Quote:
Originally Posted by Ryanb9
If they are moving c/4 speed, and they shoot an object at you, and you calculate that objects speed to be c, then 3c/4 would be the speed that object was shot at you.
I'm wondering what's the biggest that number has been (the c/4 speed) in a test that actually measured c on the other end.
I'm assuming someone currently holds the record for the largest c/4 speed mentioned above. I'd like to find out what that number is and read about the test that made it. I'll start reading your links now, thanks masq.
You are mistaken in your formula for composition of velocity. Velocities are NOT additive, so a person moving at c/4 and shooting an object at speed 3c/4 in his reference frame would not give c for the object speed in your reference frame. If you are composing two velocities u and v, the correct formula is not u+v as is naively supposed, but rather (u+v)/(1+uv/c^2). Plugging c/4 and 3c/4 into that formula gives (c/4+3c/4)/(1+3c^2/16c^2) = c/(1+3/16) = 16c/19, not c.

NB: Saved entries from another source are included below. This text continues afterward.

PR #3188, opened 2026-04-23
🤖 feat: add "Copy link" to transcript right-click menu

coadler:
## Summary

Right-clicking a link in the chat transcript now opens the transcript context menu with a **Copy link** option.

## Background

The transcript's right-click menu previously bailed out for anchor (`a[href]`) targets so the native browser context menu could handle them (open link, copy link, etc.). That works in a standard browser, but in the Electron desktop app there is no native link context menu, so right-clicking a link did nothing. There was no way to copy a link address from the chat without manually selecting the visible text (which often differs from the href).

## Implementation

- `getTranscriptContextMenuLink()` is a new helper in `transcriptContextMenu.ts` that resolves the nearest enclosing `a[href]` for a right-click target and returns its raw `href` (or `null` if blank / outside the transcript). The existing text resolver is untouched.
- `useTranscriptContextMenu` now checks for a link first. If the target is inside an anchor, it renders a single **Copy link** item (lucide `Link` icon) and skips the quote/copy text items. Otherwise it falls through to the existing Quote/Copy text menu. Mode is tracked in state so the menu re-renders with the correct items when it opens.
- Clicking **Copy link** copies the raw href via the existing `copyToClipboard` helper (with the `onCopyText` override respected for tests).

## Validation

- 22 tests in `transcriptContextMenu.test.ts` pass (6 new cases covering direct anchor target, descendant text/element inside an anchor, target outside the transcript, non-anchor target, anchor without `href`, and anchor with a blank `href`).
- `make typecheck`, `make lint`, `make fmt-check` all pass.

image

## Risks

Low. The change is additive: it only runs when the right-click target resolves to an anchor inside the transcript. Non-link behavior (selection quoting, text copy, interactive element bypass for buttons/inputs) is unchanged, and the existing transcript text test suite continues to pass.

---

_Generated with `mux` • Model: `anthropic:claude-opus-4-7` • Thinking: `max` • Cost: `$3.14`_

### DIFF
--- a/src/browser/features/Messages/useTranscriptContextMenu.tsx
+++ b/src/browser/features/Messages/useTranscriptContextMenu.tsx
@@ -1,15 +1,20 @@
-import React, { useCallback, useRef } from "react";
-import { Clipboard, TextQuote } from "lucide-react";
+import React, { useCallback, useRef, useState } from "react";
+import { Clipboard, Link as LinkIcon, TextQuote } from "lucide-react";
 import { useContextMenuPosition } from "@/browser/hooks/useContextMenuPosition";
 import { copyToClipboard } from "@/browser/utils/clipboard";
 import {
   formatTranscriptTextAsQuote,
+  getTranscriptContextMenuLink,
   getTranscriptContextMenuText,
 } from "@/browser/utils/messages/transcriptContextMenu";
 import {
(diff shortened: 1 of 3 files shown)


coadler:
@codex review

PR #3190, opened 2026-04-23
🤖 feat: add GPT-5.5 as OAuth-required built-in model

ThomasK33:
## Summary

Adds **GPT-5.5** as a first-class OAuth-required built-in model for OpenAI. This is **Phase 1 of a staged rollout**: GPT-5.5 is exposed only where Mux already has a working access path today (ChatGPT Codex OAuth). The `gpt` alias and first-run defaults still point at `gpt-5.4`, and no GPT-5.5 Pro entry is introduced.

## Background

OpenAI recently announced GPT-5.5 and GPT-5.5 Pro. At the time of this change:

- GPT-5.5 is available in ChatGPT and Codex now; **API support is coming soon**.
- On the Codex route today the context window is **400K**, while the future API is advertised at **1M**.
- GPT-5.5 Pro is scoped to **ChatGPT only** — there is **no evidence** it is reachable via Codex today (see reconnaissance notes at the bottom of the plan).
- Mux's OpenAI OAuth path (`src/common/constants/codexOAuth.ts`) routes through `https://chatgpt.com/backend-api/codex/responses`, so it already has a plausible transport for the standard GPT-5.5 model.

If we had repointed the `gpt` alias to `gpt-5.5` in one shot, we would have had to lie about either today's OAuth context window (400K) or the future API one (1M), and we would have had to decide about GPT-5.5 Pro without a verified access path. Instead, this PR adds a temporary `GPT_55` registry entry gated by `CODEX_OAUTH_REQUIRED_MODELS`; a follow-up can collapse it into the `GPT` alias once the API ships with stable metadata.

## Implementation

- **Registry** (`src/common/constants/knownModels.ts`): new `GPT_55` entry mirroring the shape of `GPT` (alias `gpt-5.5`, `warm`, tokenizer `openai/gpt-5`). `GPT` is unchanged.
- **OAuth gating** (`src/common/constants/codexOAuth.ts`): `gpt-5.5` added to both `CODEX_OAUTH_ALLOWED_MODELS` and `CODEX_OAUTH_REQUIRED_MODELS`, with an inline comment explaining that the required-set membership is temporary until OpenAI ships API access.
- **Token metadata** (`src/common/utils/tokens/models-extra.ts`): conservative entry using the currently reachable Codex-route limits — 400K input, 128K output, published pricing ($5 / $0.50 cached / $30 per million), GPT-5.4-parity capability flags, `mode: "chat"`. No tiered-pricing, no `knowledge_cutoff`, no Fast-mode metadata.
[...]

PR #3191, opened 2026-04-23
🤖 fix: align gpt-5.5 pricing tiers while keeping 400K OAuth routable cap

ThomasK33:
## Summary

Follow-up to #3190. Adds the missing 272K tiered pricing fields to the `gpt-5.5` record in `src/common/utils/tokens/models-extra.ts` while keeping `max_input_tokens` at the Codex OAuth route's 400K routable cap (required for correct pre-send compaction).

## Background

#3190 introduced `gpt-5.5` as an OAuth-required built-in, but its metadata entry was flat-priced and didn't include the 272K tiered pricing boundary that the rest of the GPT-5.x family uses. Published OpenAI pricing for GPT-5.5 is `$5/M` input, `$30/M` output, `$0.50/M` cached input at the base tier, rising to `$10/M · $45/M · $1/M` above the 272K long-context boundary (2× input, 1.5× output, 2× cached — same ratios as GPT-5.4).

An earlier revision of this PR also bumped `max_input_tokens` to `1,050,000` to reflect the published API context window. Codex review correctly flagged that as a regression: `gpt-5.5` is still OAuth-only via Codex (`CODEX_OAUTH_REQUIRED_MODELS`) and the Codex route caps prompts at 400K today. Because `agentSession.checkBeforeSend` compacts only after crossing a percentage of `max_input_tokens`, advertising 1.05M would let chats in the 400K–735K range through to the route and fail with `context_exceeded` instead of being pre-compacted. The accepted plan's Phase 1 prescribes the same 400K routable cap for exactly this reason.

So this PR keeps `max_input_tokens` pinned to the route's cap and only picks up the missing pricing tiers.

## Implementation

Only `src/common/utils/tokens/models-extra.ts` changes — single `gpt-5.5` record + leading comment block.

- **`max_input_tokens: 400000`** — tracks the Codex OAuth route's cap so pre-send compaction triggers correctly. Can be raised when a non-OAuth API route lands.
- **Added tiered pricing fields:**
  - `input_cost_per_token_above_200k_tokens: 0.00001` (`$10/M`)
  - `output_cost_per_token_above_200k_tokens: 0.000045` (`$45/M`)
  - `cache_read_input_token_cost_above_200k_tokens: 0.000001` (`$1/M`)
  - `tiered_pricing_threshold_tokens: 272000`
- **Added `knowledge_cutoff: "2025-08-31"`** — matches the GPT-5.x family.
- The leading comment block now explains that `max_input_tokens` intentionally tracks the routable cap (not the underlying 1M model window) until a non-OAuth route is available, and notes that the 272K pricing boundary is still reachable within the 400K OAuth cap.

## What did NOT change

- `src/common/constants/knownModels.ts` — `GPT_55` entry, alias, tokenizer override, `warm` flag untouched.
- `src/common/constants/codexOAuth.ts` — `gpt-5.5` remains in both `CODEX_OAUTH_ALLOWED_MODELS` and `CODEX_OAUTH_REQUIRED_MODELS`. API-key-only users still don't see GPT-5.5.
- `src/common/utils/thinking/policy.ts` — reasoning policy unchanged; `gpt-5.5` continues to match the GPT-5.x 5-tier envelope.
- No `GPT` / `GPT_PRO` alias repointing; no `gpt-5.5-pro` work (both still deferred per the staged rollout plan).

## Validation

- `make typecheck` — pass.
- `bun test src/common/constants/knownModels.test.ts src/common/constants/codexOAuth.test.ts src/browser/features/Settings/Sections/ModelsSection.test.ts` — 17/17 pass.
- `bun scripts/gen_docs.ts` — runs clean; no generated-doc diff (docs table doesn't yet surface context/tier fields, out of scope here).

## Risks

Low. Metadata-only change to a single record. `max_input_tokens` is unchanged from `main`, so compaction behavior is identical to post-#3190. The new pricing tier fields affect cost estimation only when prompts cross the 272K boundary within the 400K OAuth cap — previously those would have been under-billed.

---

_Generated with `mux` • Model: `anthropic:claude-opus-4-7` • Thinking: `max` • Cost: `$30.93`_

### DIFF
--- a/src/common/utils/tokens/models-extra.ts
+++ b/src/common/utils/tokens/models-extra.ts
@@ -134,20 +134,33 @@ export const modelsExtra: Record<string, ModelData> = {
     knowledge_cutoff: "2025-08-31",
   },
 
-  // GPT-5.5 - currently reachable via the Codex route with a 400K context window.
-  // Published pricing: $5/M input, $30/M output, $0.50/M cached input.
+  // GPT-5.5
+  // Native model window is 1.05M context with 128K max output, but today Mux can only
+  // route GPT-5.5 through the Codex OAuth path and that route caps prompts at 400K.
+  // Keep max_input_tokens aligned to the routable cap, not the underlying model window,
+  // so pre-send compaction triggers before the OAuth route rejects 400K+ requests; when
+  // a non-OAuth API route becomes available, we can raise this to the published window.
+  // Base pricing: $5/M input, $30/M output, $0.50/M cached input.
+  // Above 272K prompt tokens (still reachable within the 400K OAuth cap): $10/M input,
+  // $45/M output, $1/M cached input.
   "gpt-5.5": {
     max_input_tokens: 400000,
     max_output_tokens: 128000,
-    input_cost_per_token: 0.000005, // $5 per million input tokens
-    output_cost_per_token: 0.00003, // $30 per million output tokens
-    cache_read_input_token_cost: 0.0000005, // $0.50 per million cached input tokens
+    input_cost_per_token: 0.000005, // $5 per million input tokens (<272K prompt tokens)
+    input_cost_per_token_above_200k_tokens: 0.00001, // $10 per million input tokens (>272K)
+    output_cost_per_token: 0.00003, // $30 per million output tokens (<272K prompt tokens)
+    output_cost_per_token_above_200k_tokens: 0.000045, // $45 per million output tokens (>272K)
+    cache_read_input_token_cost: 0.0000005, // $0.50 per million cached input tokens (<272K)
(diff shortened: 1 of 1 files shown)


ThomasK33:
@codex review

ThomasK33:
@codex review

Thanks — good catch on the compaction regression risk. Reverted `max_input_tokens` back to `400000` (the Codex OAuth route cap) and kept only the 272K tiered pricing fields + `knowledge_cutoff`. PR body updated to match. Compaction behavior is now identical to post-#3190; the pricing tiers only affect cost estimation in the 272K–400K range reachable via the OAuth cap.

Importantly, there are two things to note about this formula. First if u and v both are less than c, then the result of this formula is likewise less than c. Second, if u=c then the formula gives (c+v)/(1+cv/c^2) = (c+v)/(1+v/c). Multiply both the numerator and denominator of that expression by c and you get c(c+v)/(c+v) = c. Thus, if one velocity equals c, the composed velocity .also is c. Therefore if someone travels toward you at c/2 and shines a light at you, you measure the speed of that light as c. IOW, the speed of light is a constant regardless of the motion of either the source or detector.
This seems counterintuitive only because we don’t experience high speeds. Even the fastest military aircraft don’t move anywhere close to c. Velocities really are additive, or at least close enough that we can’t measure any deviation from additive type. Try for example u=v=c/100000. That gives 2c/100000 divided by the number 1+ 10^-10, which is very close to u+v.